■ PROBLEM DESCRIPTION ■
Reproduce the whole listing, keeping each line as it is.

——

PR #2951, opened 2025-07-31
2946 sqlalchemy destination fixes

### LINKED ISSUE #2946: engine_version type mismatch in _dlt_version table with sqlalchemy and trino
### dlt version

1.14.1

### Describe the problem

When trying to load into trino (starburst galaxy) using DLT, I get the following error:
```
dlt.destinations.exceptions.DatabaseTransientException: (trino.exceptions.TrinoUserError) TrinoUserError(type=USER_ERROR, name=TYPE_MISMATCH, message="line 1:20: Insert query has mismatched column types: Table: [bigint, bigint, timestamp(6) with time zone, varchar, varchar, varchar], Query: [integer, varchar(2), timestamp(6) with time zone, varchar(11), varchar(44), varchar(2836)]", query_id=20250730_144907_47540_6tedy)
[SQL: INSERT INTO dlt_testing_20250730024816._dlt_version (version, engine_version, inserted_at, schema_name, version_hash, schema) VALUES (?, ?, ?, ?, ?, ?)]
[parameters: (2, '11', DateTime(2025, 7, 30, 14, 49, 7, 909157, tzinfo=Timezone('UTC')), 'dlt_testing', 'xSp3/lxPcJQFGzqDx//3kKjFTwgox304QK4hpLTPEdg=', '{big schema string}')]
```
The mismatch to me looks like `engine_version` being a string in the insert statement. I see that it is [being cast to string](https://github.com/dlt-hub/dlt/blob/8aea94997561505c3266b512b5a32df49234740a/dlt/destinations/impl/sqlalchemy/sqlalchemy_job_client.py#L249) in `sqlalchemy_job_client.py` but is [defined as an int](https://github.com/dlt-hub/dlt/blob/8aea94997561505c3266b512b5a32df49234740a/dlt/common/schema/utils.py#L946) in what looks to me like the common schema for `_dlt_version`. 

### Expected behavior

That the `_dlt_version` loads successfully

### Steps to reproduce

Here's a minimal script:
```
# /// script
# requires-python = ">=3.12"
# dependencies = [
#     "dlt[sqlalchemy]",
#     "trino[sqlalchemy]",
# ]
# ///

from typing import Any, Dict, Iterator

import dlt


@dlt.resource(name="sample_data")
def generate_sample_data() -> Iterator[Dict[str, Any]]:
    """
    A simple data source that generates sample records.
    """
    # Generate some sample data
    sample_records = [
        {"id": 1, "name": "Alice", "department": "Engineering"},
        {"id": 2, "name": "Bob", "department": "Marketing"},
        {"id": 3, "name": "Carol", "department": "Sales"},
    ]

    for record in sample_records:
        yield record


def run_pipeline():
    """
    Main function to run the dlt pipeline with sqlalchemy destination.
    """
    pipeline = dlt.pipeline(
        pipeline_name="sample_sqlalchemy_pipeline",
        destination="sqlalchemy",
        dataset_name="sample_dataset",
        progress=dlt.progress.log(
            log_period=10,
        ),
    )

    load_info = pipeline.run(generate_sample_data())


if __name__ == "__main__":
    run_pipeline()
```
my secrets.toml:
```
[destination.sqlalchemy.credentials]
database = # database -> catalog
username = 
password = 
host = 
port = 443
drivername = "trino"
```

### Operating system

Linux

### Runtime environment

Local

### Python version

3.12

### dlt data source

dummy data

### dlt destination

_No response_

### Other deployment details

Original issue encountered in dagster, reproduced with example above.
The galaxy catalog is using iceberg by default

### Additional information

I was able to get the load to succeed by removing the cast on engine version: https://github.com/dlt-hub/dlt/blob/8aea94997561505c3266b512b5a32df49234740a/dlt/destinations/impl/sqlalchemy/sqlalchemy_job_client.py#L249

rudolfix:
### Description
fixes #2946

——

■ YOUR SOLUTION ■
PR #2951, opened 2025-07-31
2946 sqlalchemy destination fixes

### LINKED ISSUE #2946: engine_version type mismatch in _dlt_version table with sqlalchemy and trino
### dlt version

1.14.1

### Describe the problem

When trying to load into trino (starburst galaxy) using DLT, I get the following error:
```
dlt.destinations.exceptions.DatabaseTransientException: (trino.exceptions.TrinoUserError) TrinoUserError(type=USER_ERROR, name=TYPE_MISMATCH, message="line 1:20: Insert query has mismatched column types: Table: [bigint, bigint, timestamp(6) with time zone, varchar, varchar, varchar], Query: [integer, varchar(2), timestamp(6) with time zone, varchar(11), varchar(44), varchar(2836)]", query_id=20250730_144907_47540_6tedy)
[SQL: INSERT INTO dlt_testing_20250730024816._dlt_version (version, engine_version, inserted_at, schema_name, version_hash, schema) VALUES (?, ?, ?, ?, ?, ?)]
[parameters: (2, '11', DateTime(2025, 7, 30, 14, 49, 7, 909157, tzinfo=Timezone('UTC')), 'dlt_testing', 'xSp3/lxPcJQFGzqDx//3kKjFTwgox304QK4hpLTPEdg=', '{big schema string}')]
```
The mismatch to me looks like `engine_version` being a string in the insert statement. I see that it is [being cast to string](https://github.com/dlt-hub/dlt/blob/8aea94997561505c3266b512b5a32df49234740a/dlt/destinations/impl/sqlalchemy/sqlalchemy_job_client.py#L249) in `sqlalchemy_job_client.py` but is [defined as an int](https://github.com/dlt-hub/dlt/blob/8aea94997561505c3266b512b5a32df49234740a/dlt/common/schema/utils.py#L946) in what looks to me like the common schema for `_dlt_version`. 

### Expected behavior

That the `_dlt_version` loads successfully

### Steps to reproduce

Here's a minimal script:
```
# /// script
# requires-python = ">=3.12"
# dependencies = [
#     "dlt[sqlalchemy]",
#     "trino[sqlalchemy]",
# ]
# ///

from typing import Any, Dict, Iterator

import dlt


@dlt.resource(name="sample_data")
def generate_sample_data() -> Iterator[Dict[str, Any]]:
    """
    A simple data source that generates sample records.
    """
    # Generate some sample data
    sample_records = [
        {"id": 1, "name": "Alice", "department": "Engineering"},
        {"id": 2, "name": "Bob", "department": "Marketing"},
        {"id": 3, "name": "Carol", "department": "Sales"},
    ]

    for record in sample_records:
        yield record


def run_pipeline():
    """
    Main function to run the dlt pipeline with sqlalchemy destination.
    """
    pipeline = dlt.pipeline(
        pipeline_name="sample_sqlalchemy_pipeline",
        destination="sqlalchemy",
        dataset_name="sample_dataset",
        progress=dlt.progress.log(
            log_period=10,
        ),
    )

    load_info = pipeline.run(generate_sample_data())


if __name__ == "__main__":
    run_pipeline()
```
my secrets.toml:
```
[destination.sqlalchemy.credentials]
database = # database -> catalog
username = 
password = 
host = 
port = 443
drivername = "trino"
```

### Operating system

Linux

### Runtime environment

Local

### Python version

3.12

### dlt data source

dummy data

### dlt destination

_No response_

### Other deployment details

Original issue encountered in dagster, reproduced with example above.
The galaxy catalog is using iceberg by default

### Additional information

I was able to get the load to succeed by removing the cast on engine version: https://github.com/dlt-hub/dlt/blob/8aea94997561505c3266b512b5a32df49234740a/dlt/destinations/impl/sqlalchemy/sqlalchemy_job_client.py#L249

rudolfix:
### Description
fixes #2946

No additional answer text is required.